This occurs especially in Australia and New Zealand where, on the 25th April each year, ANZAC Day is commemorated with dawn services and Anzac Day marches across both countries - and at the battle site in the Dardanelles, Turkey. The campaign is said to have “blooded” the new-born nations.

Binyon wrote many volumes of poems whilst maintaining his day job in the British Museum as an art expert and authority on Oriental painting. He also managed to find the time to translate Dante’s famous medieval Italian vernacular into English.
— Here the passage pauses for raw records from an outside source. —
PR #215, opened 2021-05-04
Limit what we show in logs

theute:
This is a proposal to not log potentially private info but the info that would be useful to us.
A log line would look like:
`Processing received payload: (123456) rhel/policies/triggered-policy`

Additional I changed from DEBUG to INFO

### DIFF
--- a/src/main/java/com/redhat/cloud/notifications/events/EventConsumer.java
+++ b/src/main/java/com/redhat/cloud/notifications/events/EventConsumer.java
@@ -65,7 +65,7 @@ public class EventConsumer {
                 .onItemOrFailure()
                 .transformToUni((unused, t) -> {
                     if (t != null) {
-                        log.log(Level.INFO, "Could not process the payload", t);
+                        log.log(Level.INFO, "Could not process the payload: " + input.getPayload(), t);
                     }
                     return Uni.createFrom().voidItem();
                 });
--- a/src/main/java/com/redhat/cloud/notifications/events/EventConsumer.java
+++ b/src/main/java/com/redhat/cloud/notifications/events/EventConsumer.java
@@ -48,10 +48,9 @@ public class EventConsumer {
     // Can be modified to use Multi<Message<String>> input also for more concurrency
     public Uni<Void> processAsync(Message<String> input) {
         return Uni.createFrom().item(() -> input.getPayload())
-                .onItem().invoke(payload -> log.fine(() -> "Processing: " + payload))
                 .stage(self -> self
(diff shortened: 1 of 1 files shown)


gwenneg:
The new message LGTM but I wonder if we should keep logging the full payload at `fine` level in case of failure (`Could not process the payload`). When an `AvroTypeException` is thrown, the failure cause is clear, but it might now be the case if another kind of exception is thrown.

gwenneg:
If we keep logging the payload in case of failure, we should probably do that at the `onItemOrFailure()` step.

gwenneg:
Can a payload contain info that should never be logged?

josejulio:
> Can a payload contain info that should never be logged?

I guess it could, up to the application, the payloads contain free-form data on `payload` and `context`

theute:
In case of failure we should still know why it failed though (maybe strip the data and context sections)

josejulio:
> In case of failure we should still know why it failed though (maybe strip the data and context sections)

What about (in the future) if we store last X failing payloads to be able to show them in the internal frontend to follow up?

theute:
Once we have the admin UI we should keep some in memory yes.
In the meantime, the log here is what help us help them

Let's improve on the existing, if we are ok with the positive case. We can move where we log for failures but I'm not sure I understand how to do it (this mutiny thing is new to me)

josejulio:
You can change https://github.com/RedHatInsights/notifications-backend/pull/215/files#diff-0e31a1d690e7134bc5653f78759c63ef9bf30220941dc854fdf5296cad9db840R68 to something like:
```
log.log(Level.INFO, "Could not process the payload: " + input.getPayload(), t);
```
That will log if there is any error in the whole process (is that correct @gwenneg ?)

gwenneg:
That's exactly what I had in mind.

theute:
Sorry, I'm still unclear where exactly or just change line 68 ?

gwenneg:
You need to replace line 68 from:
`log.log(Level.INFO, "Could not process the payload", t);`
to:
`log.log(Level.INFO, "Could not process the payload: " + input.getPayload(), t);`

Now, do we want to log that at `INFO` or `FINE` level? I'd say `FINE` but I'm not sure.

theute:
Ok I get why I was confused at first, the log line already shows the payload in the error message (you couldn't know), so I don't think it adds anything here.

theute:
Scratch that, I'm stupid / need sleep...

pilhuhn (approved):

Binyon’s lines appeared in a work originally named “Ode of Remembrance”. The familiar lines are:

They went with songs to the battle, they were young.
Straight of limb, true of eye, steady and aglow.
They were staunch to the end against odds uncounted,
They fell with their faces to the foe.
They shall grow not old, as we that are left grow old:
Age shall not weary them, nor the years condemn.
At the going down of the sun and in the morning,
We will remember them.

The second of these stanzas is read at each of the hundreds of dawn services across these allegedly godless lands. It is usually followed by words from the last line of each of the stanzas from Kipling”s “Recessional” – “Lest we forget.” The poem was written before Gallipoli, but it soon struck a chord and had become a part of the commemorations by 1921.